Por la manera en que fueron pensados los objetos desde la antigüedad, estos debían durar lustros, décadas, generaciones (pensemos en los artesanos, desde los antiguos egipcios, los romanos, hasta las artes decorativas, desde finales del siglo xix y el primer tercio del xx), no sólo por su costo sino por los materiales que eran robustos. También porque pervivía en el imaginario el concepto griego de estética según el cual lo bello también debía ser bueno, y si era bueno debía permanecer en el tiempo. Pero entonces había un lugar para el humano como ser absoluto, no como ser obsoleto (reificado) e intrascendente. Los objetos tenían una vida útil muy larga, tanto, que dio origen, durante el Renacimiento (para mí, desde 1321), a la figura de anticuario, a la aparición de peritos y coleccionistas de objetos bien hechos. En otro sentido, desde el siglo I de nuestra era, hubo otro tipo de entendidos: coleccionistas de informaciones sobre tiempos pasados: los doxógrafos (eruditos).
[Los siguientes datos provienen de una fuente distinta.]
PR #1660, opened 2022-02-01
adds frame extraction to add_new_videos

louisadamian:
Adds frame extraction to add_new_videos for **only** the newly added videos. Modifies extract_frames to accept an optional list of strings containing paths, when that list is not empty extract_frames only extracts frames for the videos at those paths.

Currently there is no way to extract frames for only videos added after initial model creation with user input in the command line.

### DIFF
--- a/deeplabcut/create_project/add.py
+++ b/deeplabcut/create_project/add.py
@@ -112,5 +112,5 @@ def add_new_videos(config, videos, copy_videos=False, coords=None, extract_frame
             "New videos were added to the project and frames have been extracted for labeling!"
         )
     else:
-        print("New video was added to the project!")
+        print("New videos were added to the project! use Use the function 'extract_frames' to select frames for labeling.")
     auxiliaryfunctions.write_config(config, cfg)
--- a/deeplabcut/create_project/add.py
+++ b/deeplabcut/create_project/add.py
@@ -9,7 +9,7 @@ Licensed under GNU Lesser General Public License v3.0
 """
 
 
-def add_new_videos(config, videos, copy_videos=False, coords=None):
+def add_new_videos(config, videos, copy_videos=False, coords=None, extract_frames=True):
     """
     Add new videos to the config file at any stage of the project.
 
@@ -24,8 +24,13 @@ def add_new_videos(config, videos, copy_videos=False, coords=None):
     copy_videos : bool, optional
         If this is set to True, the symlink of the videos are copied to the project/videos directory. The default is
         ``False``; if provided it must be either ``True`` or ``False``.
+
     coords: list, optional
-      A list containing the list of cropping coordinates of the video. The default is set to None.
+        A list containing the list of cropping coordinates of the video. The default is set to None.
+
+    extract_frames: bool, optional
+        if this is set to True extract_frames will be run on the new videos
+
     Examples
     --------
     Video will be added, with cropping dimenions according to the frame dimensinos of mouse5.avi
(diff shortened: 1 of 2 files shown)


jeylau:
Thanks @louisadamian for the contribution! I like that behavior of auto-extracting frames upon adding new videos. We may still want to be able to turn it off for the people who extract their frames manually via the GUI, what do you think @MMathisLab?

louisadamian:
I can definitely add an `extract_frames` optional boolean argument

deeplabcut/create_project/add.py
```diff
@@ -99,8 +105,12 @@ def add_new_videos(config, videos, copy_videos=False, coords=None):
...
             cfg["video_sets_original"].update(params)
+    videos_str = [str(video) for video in videos]
+    if extract_frames:
+        frame_extraction.extract_frames(config, userfeedback=False, videos=videos_str)
 
     auxiliaryfunctions.write_config(config, cfg)
+
     print(
-        "New video was added to the project! Use the function 'extract_frames' to select frames for labeling."
+        "New videos were added to the project and frames have been extracted for labeling!"
```
aristotelis-economides: You might want to keep the new print statement within the `if` and put the original print statement in an `else` (so the message is correct depending on the bool value)

deeplabcut/generate_training_dataset/frame_extraction.py
```diff
@@ -142,6 +143,9 @@ def extract_frames(
         The index of the camera that already has extracted frames. This will match frame numbers to extract for all other cameras.
         This parameter is necessary if you wish to use epipolar lines in the labeling toolbox. Only use if mode = 'match' and config3d is provided.
 
+    videos: list, default: None
+            A list of the string containing full paths to videos to extract frames for. If this is left as None all videos in the config file will have frames extracted.
```
aristotelis-economides: minor typo here "A list of the string containing..." --> "A list of string**s** containing..."

aristotelis-economides (changes requested):
Nice stuff @louisadamian thanks for the contribution :) I mentioned some minor things

louisadamian:
thanks @intergalactic-mammoth

deeplabcut/create_project/add.py
aristotelis-economides: Is this fixed? If I'm not mistaken now the function will print `New videos were added to the project and frames have been extracted for labeling` even if `extract_frames` is False.

If it is false it should still print `New videos were added to the project! Use the function 'extract_frames' to select frames for labeling` no?

Or am I missing something?

aristotelis-economides (changes requested):

louisadamian:
@intergalactic-mammoth my bad. It's fixed now.

aristotelis-economides:
> @intergalactic-mammoth my bad. It's fixed now.

Nice! 🙌🔥

Maybe keep this part `Use the function 'extract_frames' to select frames for labeling` in the original print statement so that people can still get directions on what to do next ;)

Otherwise looks great to me!

aristotelis-economides (approved):

deeplabcut/create_project/add.py
```diff
@@ -112,5 +112,7 @@ def add_new_videos(config, videos, copy_videos=False, coords=None, extract_frame
             "New videos were added to the project and frames have been extracted for labeling!"
         )
     else:
-        print("New videos were added to the project! use Use the function 'extract_frames' to select frames for labeling.")
+        print(
+            "New videos were added to the project! use Use the function 'extract_frames' to select frames for labeling."
```
aristotelis-economides: typo -> "use Use"

AlexEMG (approved):

jeylau (approved):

Estos recopilaban de oídas, por lecturas encontradas aquí y allá, chismes incluso, no sólo conocimientos registrados en los pocos libros que quedaron de la biblioteca de Alejandría, de la del Valle de los Papiros, de la de Celso o de otras bibliotecas, sino que se dedicaron a coleccionar hechos, genealogías, biografías (sobre todo), gestas de héroes, guerras, batallas, emperadores y tiranos, etcétera. Conocimientos, en suma, que se habrían perdido de ellos no haberlos recogido, como es el caso de los famosos doxógrafos Diógenes Laercio, Focio, Teofrasto, la Suda.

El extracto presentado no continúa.